**DATA LISTING**
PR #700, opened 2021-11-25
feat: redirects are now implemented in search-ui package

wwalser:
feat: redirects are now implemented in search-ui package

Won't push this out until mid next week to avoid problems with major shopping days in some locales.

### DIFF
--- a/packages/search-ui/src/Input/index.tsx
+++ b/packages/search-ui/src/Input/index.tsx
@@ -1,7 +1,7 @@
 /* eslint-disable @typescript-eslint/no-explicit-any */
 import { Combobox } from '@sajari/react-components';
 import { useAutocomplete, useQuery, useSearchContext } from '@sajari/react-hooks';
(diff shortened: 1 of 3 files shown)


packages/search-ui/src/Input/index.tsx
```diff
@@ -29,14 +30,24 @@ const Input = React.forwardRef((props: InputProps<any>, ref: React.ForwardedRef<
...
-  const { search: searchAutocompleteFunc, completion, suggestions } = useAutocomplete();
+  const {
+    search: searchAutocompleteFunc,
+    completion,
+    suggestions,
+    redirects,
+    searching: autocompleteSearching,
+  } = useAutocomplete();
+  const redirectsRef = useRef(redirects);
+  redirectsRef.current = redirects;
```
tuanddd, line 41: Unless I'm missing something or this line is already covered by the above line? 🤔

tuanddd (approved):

**TASK ITEM**
Output every record without changing any wording.

**RESPONSE TO THIS EXERCISE**
PR #700, opened 2021-11-25
feat: redirects are now implemented in search-ui package

wwalser:
feat: redirects are now implemented in search-ui package

Won't push this out until mid next week to avoid problems with major shopping days in some locales.

### DIFF
--- a/packages/search-ui/src/Input/index.tsx
+++ b/packages/search-ui/src/Input/index.tsx
@@ -1,7 +1,7 @@
 /* eslint-disable @typescript-eslint/no-explicit-any */
 import { Combobox } from '@sajari/react-components';
 import { useAutocomplete, useQuery, useSearchContext } from '@sajari/react-hooks';
(diff shortened: 1 of 3 files shown)


packages/search-ui/src/Input/index.tsx
```diff
@@ -29,14 +30,24 @@ const Input = React.forwardRef((props: InputProps<any>, ref: React.ForwardedRef<
...
-  const { search: searchAutocompleteFunc, completion, suggestions } = useAutocomplete();
+  const {
+    search: searchAutocompleteFunc,
+    completion,
+    suggestions,
+    redirects,
+    searching: autocompleteSearching,
+  } = useAutocomplete();
+  const redirectsRef = useRef(redirects);
+  redirectsRef.current = redirects;
```
tuanddd, line 41: Unless I'm missing something or this line is already covered by the above line? 🤔

tuanddd (approved):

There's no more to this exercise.